• **EXERCISE AIM**:
Please return the whole listing word for word.

• **SOURCE INFORMATION**:
PR #1421, opened 2023-08-04
Support multiple dataproc initialization scripts

rogerwangcs:
Dataproc clusters support passing in a list of startup scripts. The wsm api should also support it to allow users to provide their own custom startup scripts to install any software they need.

### DIFF
--- a/service/src/main/java/bio/terra/workspace/service/resource/controlled/cloud/gcp/dataproccluster/CreateDataprocClusterStep.java
+++ b/service/src/main/java/bio/terra/workspace/service/resource/controlled/cloud/gcp/dataproccluster/CreateDataprocClusterStep.java
@@ -49,6 +49,7 @@ import java.util.HashMap;
 import java.util.List;
 import java.util.Map;
 import java.util.Optional;
+import java.util.stream.Collectors;
 import org.apache.commons.lang3.StringUtils;
 import org.slf4j.Logger;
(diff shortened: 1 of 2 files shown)


service/src/main/java/bio/terra/workspace/service/resource/controlled/cloud/gcp/dataproccluster/CreateDataprocClusterStep.java
```diff
@@ -221,13 +222,14 @@ static Cluster setFields(
 
     // Set initialization script
     // TODO PF-2828: Add WSM default post-startup script
-    if (!StringUtils.isEmpty(creationParameters.getInitializationScript())) {
+    List<String> initializationScripts = creationParameters.getInitializationScripts();
+    if (initializationScripts != null) {
```
zloery, line 226: Does this need to handle an empty list being passed in? As-is this will pass an empty list to the config object, which seems different than the previous behavior of leaving it unset

rogerwangcs: Good catch. Passing in an empty list is OK and doesn't cause issues.

zloery (approved):

dexamundsen (approved):

mikenev (approved):
lgtm

PR #563, opened 2020-07-15
[OGUI-421] Add JIRA service to framework

awegrzyn:
- [x] PR labels are selected

### DIFF
--- a/Framework/Backend/services/jira.js
+++ b/Framework/Backend/services/jira.js
@@ -1,0 +1,87 @@
+/**
+ * @license
+ * Copyright CERN and copyright holders of ALICE O2. This software is
+ * distributed under the terms of the GNU General Public License v3 (GPL
+ * Version 3), copied verbatim in the file "COPYING".
+ *
+ * See http://alice-o2.web.cern.ch/license for full licensing information.
+ *
+ * In applying this license CERN does not waive the privileges and immunities
+ * granted to it by virtue of its status as an Intergovernmental Organization
+ * or submit itself to any jurisdiction.
+*/
+
+const http = require('http');
+const querystring = require('querystring');
+
+/**
+ * Handles creating JIRA issues
+ */
+class Jira {
+
+  constructor(config) {
+    this.hostname = 'alice.its.cern.ch'
+    this.path = '/jira/rest/api/2/issue'
+    this.auth = 'user:pass'
+  }
+
+  async createIssue() {
+    const postData = querystring.stringify({
+    "fields": {
+      "issuetype": {
+        "id": "1"
+      },
+      "project": {
+        "id": "11400"
+      },
+      "description": "Order entry fails when selecting supplier.",
+        "reporter": {
+        "name": "awegrzyn"
+      },
+      "assignee": {
+        "name": "awegrzyn"
+      }
+    }
+    });
+
+    const requestOptions = {
+      hostname: this.hostname,
+      port: 80,
+      path: this.path,
+      method: 'POST',
+      auth: this.auth,
+      headers: {
+        'Content-Type': 'application/json',
+        'Accept': 'application/json',
+        'Content-Length': Buffer.byteLength(postData)
+      }
+    };
+    return new Promise((resolve, reject) => {
+      const requestHandler = (response) => {
+        if (response.statusCode < 200 || response.statusCode > 299) {
+          reject(new Error('Non-2xx status code: ' + response.statusCode));
+          return;
+        }
+        const bodyChunks = [];
+        response.on('data', (chunk) => bodyChunks.push(chunk));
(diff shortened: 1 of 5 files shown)


Framework/Backend/services/jira.js
```diff
@@ -0,0 +1,103 @@
...
+    const requestOptions = {
+      method: 'POST',
+      auth: this.accountUser + ':' + this.accountPass,
+      headers: {
+        'Content-Type': 'application/json',
+        Accept: 'application/json',
+        'Content-Length': Buffer.byteLength(postData)
+      }
+    };
+    return new Promise((resolve, reject) => {
```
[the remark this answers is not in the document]
awegrzyn: Not sure if I understood reason behind it, could you explain?

Framework/Backend/services/jira.js
```diff
@@ -0,0 +1,121 @@
...
+    if (!config) {
+      throw new Error('Configuration object cannot be empty');
+    }
+    if (!config.url) {
+      throw new Error('JIRA URL must be defined');
+    }
+    if (!config.serviceAccount || !config.serviceAccount.user || !config.serviceAccount.pass) {
+      throw new Error('Service account for JIRA must be defined');
+    }
+    if (config.projectId) {
```
graduta, line 34: I believe here the condition should be negated. To prevent this in the future, it would be useful to have a test covering this case

Framework/Backend/services/jira.js
```diff
@@ -0,0 +1,121 @@
...
+   * @param {string} reporter - reporter of issue as NICE login
+   * @param {string} assignee - asignee of issue as NICE login
+   * @param {string} summary - title of issue
+   * @param {string} description - issue description (optional)
+   * @return {Promise} - resolve object contains issue ID (id) , key (key) and URL (self)
+   */
+  async createBugIssue(reporter, assignee, summary, description = '') {
+    if (!reporter || !assignee || !summary) {
+      log.warn('Creating bug issue failed: undefined arguments');
+      return Promise.reject(new Error('Creating JIRA issue failed'));
```
graduta, line 97: As we know why the creation of the ticket failed, it would be helpful for the user to receive a more helpful message such as "Invalid parameters". Otherwise we cannot tell if the problem is on our side or maybe the jira instance is not up and running

Framework/Backend/services/jira.js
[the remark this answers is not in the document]
graduta: I was suggesting that the functionality related to the HTTP request can be extracted in a separate function so that in the future it can be reused by a potential `getTickets` method or something similar.

Framework/Backend/test/mocha-jira.js
```diff
@@ -0,0 +1,88 @@
...
+  });
+
+  describe('Check creating bug issue', function() {
+    const jira = new Jira({url: 'http://localhost/jira/rest/api/2/issue', serviceAccount: {user: 'test', pass: 'test'}, projectId: 0});
+
+    it('should successfully create a ticket', () => {
+      nock('https://localhost')
+        .post('/jira/rest/api/2/issue')
+        .reply(200, '{"key":"OPRO-123", "self":"https://localhost/jira/OPRO-123", "id":1234}');
+      return jira.createBugIssue('alice', 'bob', 'Run fails').then((res) => {assert.deepStrictEqual(res.key, 'OPRO-123')});
```
graduta, line 61: For string comparisons it is recommended to use "strictEqual" rather than "deepStrictEqual"

Framework/Backend/test/mocha-jira.js
```diff
@@ -0,0 +1,88 @@
...
+    });
+
+    it('should reject with error if is unable to parse response', async () => {
+      nock('https://localhost')
+        .post('/jira/rest/api/2/issue')
+        .reply(200, 'Not a JSON resposne');
```
graduta, line 67: Small typo in `response`

Framework/Backend/test/mocha-jira.js
awegrzyn: Ok, if so it should be changed in many other places

graduta: Yes, I have been updating them along the way every time I was encountering them

Framework/Backend/test/mocha-jira.js
```diff
@@ -0,0 +1,95 @@
...
+ * or submit itself to any jurisdiction.
+*/
+
+const Jira = require('./../services/jira.js');
+const assert = require('assert');
+const nock = require('nock');
+
+describe('JIRA service test suite', function() {
+  before(nock.activate);
+  describe('Check Initialization of ConsulService', function() {
```
graduta, line 21: JiraService instead of ConsulService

• **EXERCISE ANSWER**:
PR #1421, opened 2023-08-04
Support multiple dataproc initialization scripts

rogerwangcs:
Dataproc clusters support passing in a list of startup scripts. The wsm api should also support it to allow users to provide their own custom startup scripts to install any software they need.

### DIFF
--- a/service/src/main/java/bio/terra/workspace/service/resource/controlled/cloud/gcp/dataproccluster/CreateDataprocClusterStep.java
+++ b/service/src/main/java/bio/terra/workspace/service/resource/controlled/cloud/gcp/dataproccluster/CreateDataprocClusterStep.java
@@ -49,6 +49,7 @@ import java.util.HashMap;
 import java.util.List;
 import java.util.Map;
 import java.util.Optional;
+import java.util.stream.Collectors;
 import org.apache.commons.lang3.StringUtils;
 import org.slf4j.Logger;
(diff shortened: 1 of 2 files shown)


service/src/main/java/bio/terra/workspace/service/resource/controlled/cloud/gcp/dataproccluster/CreateDataprocClusterStep.java
```diff
@@ -221,13 +222,14 @@ static Cluster setFields(
 
     // Set initialization script
     // TODO PF-2828: Add WSM default post-startup script
-    if (!StringUtils.isEmpty(creationParameters.getInitializationScript())) {
+    List<String> initializationScripts = creationParameters.getInitializationScripts();
+    if (initializationScripts != null) {
```
zloery, line 226: Does this need to handle an empty list being passed in? As-is this will pass an empty list to the config object, which seems different than the previous behavior of leaving it unset

rogerwangcs: Good catch. Passing in an empty list is OK and doesn't cause issues.

zloery (approved):

dexamundsen (approved):

mikenev (approved):
lgtm

PR #563, opened 2020-07-15
[OGUI-421] Add JIRA service to framework

awegrzyn:
- [x] PR labels are selected

### DIFF
--- a/Framework/Backend/services/jira.js
+++ b/Framework/Backend/services/jira.js
@@ -1,0 +1,87 @@
+/**
+ * @license
+ * Copyright CERN and copyright holders of ALICE O2. This software is
+ * distributed under the terms of the GNU General Public License v3 (GPL
+ * Version 3), copied verbatim in the file "COPYING".
+ *
+ * See http://alice-o2.web.cern.ch/license for full licensing information.
+ *
+ * In applying this license CERN does not waive the privileges and immunities
+ * granted to it by virtue of its status as an Intergovernmental Organization
+ * or submit itself to any jurisdiction.
+*/
+
+const http = require('http');
+const querystring = require('querystring');
+
+/**
+ * Handles creating JIRA issues
+ */
+class Jira {
+
+  constructor(config) {
+    this.hostname = 'alice.its.cern.ch'
+    this.path = '/jira/rest/api/2/issue'
+    this.auth = 'user:pass'
+  }
+
+  async createIssue() {
+    const postData = querystring.stringify({
+    "fields": {
+      "issuetype": {
+        "id": "1"
+      },
+      "project": {
+        "id": "11400"
+      },
+      "description": "Order entry fails when selecting supplier.",
+        "reporter": {
+        "name": "awegrzyn"
+      },
+      "assignee": {
+        "name": "awegrzyn"
+      }
+    }
+    });
+
+    const requestOptions = {
+      hostname: this.hostname,
+      port: 80,
+      path: this.path,
+      method: 'POST',
+      auth: this.auth,
+      headers: {
+        'Content-Type': 'application/json',
+        'Accept': 'application/json',
+        'Content-Length': Buffer.byteLength(postData)
+      }
+    };
+    return new Promise((resolve, reject) => {
+      const requestHandler = (response) => {
+        if (response.statusCode < 200 || response.statusCode > 299) {
+          reject(new Error('Non-2xx status code: ' + response.statusCode));
+          return;
+        }
+        const bodyChunks = [];
+        response.on('data', (chunk) => bodyChunks.push(chunk));
(diff shortened: 1 of 5 files shown)


Framework/Backend/services/jira.js
```diff
@@ -0,0 +1,103 @@
...
+    const requestOptions = {
+      method: 'POST',
+      auth: this.accountUser + ':' + this.accountPass,
+      headers: {
+        'Content-Type': 'application/json',
+        Accept: 'application/json',
+        'Content-Length': Buffer.byteLength(postData)
+      }
+    };
+    return new Promise((resolve, reject) => {
```
[the remark this answers is not in the document]
awegrzyn: Not sure if I understood reason behind it, could you explain?

Framework/Backend/services/jira.js
```diff
@@ -0,0 +1,121 @@
...
+    if (!config) {
+      throw new Error('Configuration object cannot be empty');
+    }
+    if (!config.url) {
+      throw new Error('JIRA URL must be defined');
+    }
+    if (!config.serviceAccount || !config.serviceAccount.user || !config.serviceAccount.pass) {
+      throw new Error('Service account for JIRA must be defined');
+    }
+    if (config.projectId) {
```
graduta, line 34: I believe here the condition should be negated. To prevent this in the future, it would be useful to have a test covering this case

Framework/Backend/services/jira.js
```diff
@@ -0,0 +1,121 @@
...
+   * @param {string} reporter - reporter of issue as NICE login
+   * @param {string} assignee - asignee of issue as NICE login
+   * @param {string} summary - title of issue
+   * @param {string} description - issue description (optional)
+   * @return {Promise} - resolve object contains issue ID (id) , key (key) and URL (self)
+   */
+  async createBugIssue(reporter, assignee, summary, description = '') {
+    if (!reporter || !assignee || !summary) {
+      log.warn('Creating bug issue failed: undefined arguments');
+      return Promise.reject(new Error('Creating JIRA issue failed'));
```
graduta, line 97: As we know why the creation of the ticket failed, it would be helpful for the user to receive a more helpful message such as "Invalid parameters". Otherwise we cannot tell if the problem is on our side or maybe the jira instance is not up and running

Framework/Backend/services/jira.js
[the remark this answers is not in the document]
graduta: I was suggesting that the functionality related to the HTTP request can be extracted in a separate function so that in the future it can be reused by a potential `getTickets` method or something similar.

Framework/Backend/test/mocha-jira.js
```diff
@@ -0,0 +1,88 @@
...
+  });
+
+  describe('Check creating bug issue', function() {
+    const jira = new Jira({url: 'http://localhost/jira/rest/api/2/issue', serviceAccount: {user: 'test', pass: 'test'}, projectId: 0});
+
+    it('should successfully create a ticket', () => {
+      nock('https://localhost')
+        .post('/jira/rest/api/2/issue')
+        .reply(200, '{"key":"OPRO-123", "self":"https://localhost/jira/OPRO-123", "id":1234}');
+      return jira.createBugIssue('alice', 'bob', 'Run fails').then((res) => {assert.deepStrictEqual(res.key, 'OPRO-123')});
```
graduta, line 61: For string comparisons it is recommended to use "strictEqual" rather than "deepStrictEqual"

Framework/Backend/test/mocha-jira.js
```diff
@@ -0,0 +1,88 @@
...
+    });
+
+    it('should reject with error if is unable to parse response', async () => {
+      nock('https://localhost')
+        .post('/jira/rest/api/2/issue')
+        .reply(200, 'Not a JSON resposne');
```
graduta, line 67: Small typo in `response`

Framework/Backend/test/mocha-jira.js
awegrzyn: Ok, if so it should be changed in many other places

graduta: Yes, I have been updating them along the way every time I was encountering them

Framework/Backend/test/mocha-jira.js
```diff
@@ -0,0 +1,95 @@
...
+ * or submit itself to any jurisdiction.
+*/
+
+const Jira = require('./../services/jira.js');
+const assert = require('assert');
+const nock = require('nock');
+
+describe('JIRA service test suite', function() {
+  before(nock.activate);
+  describe('Check Initialization of ConsulService', function() {
```
graduta, line 21: JiraService instead of ConsulService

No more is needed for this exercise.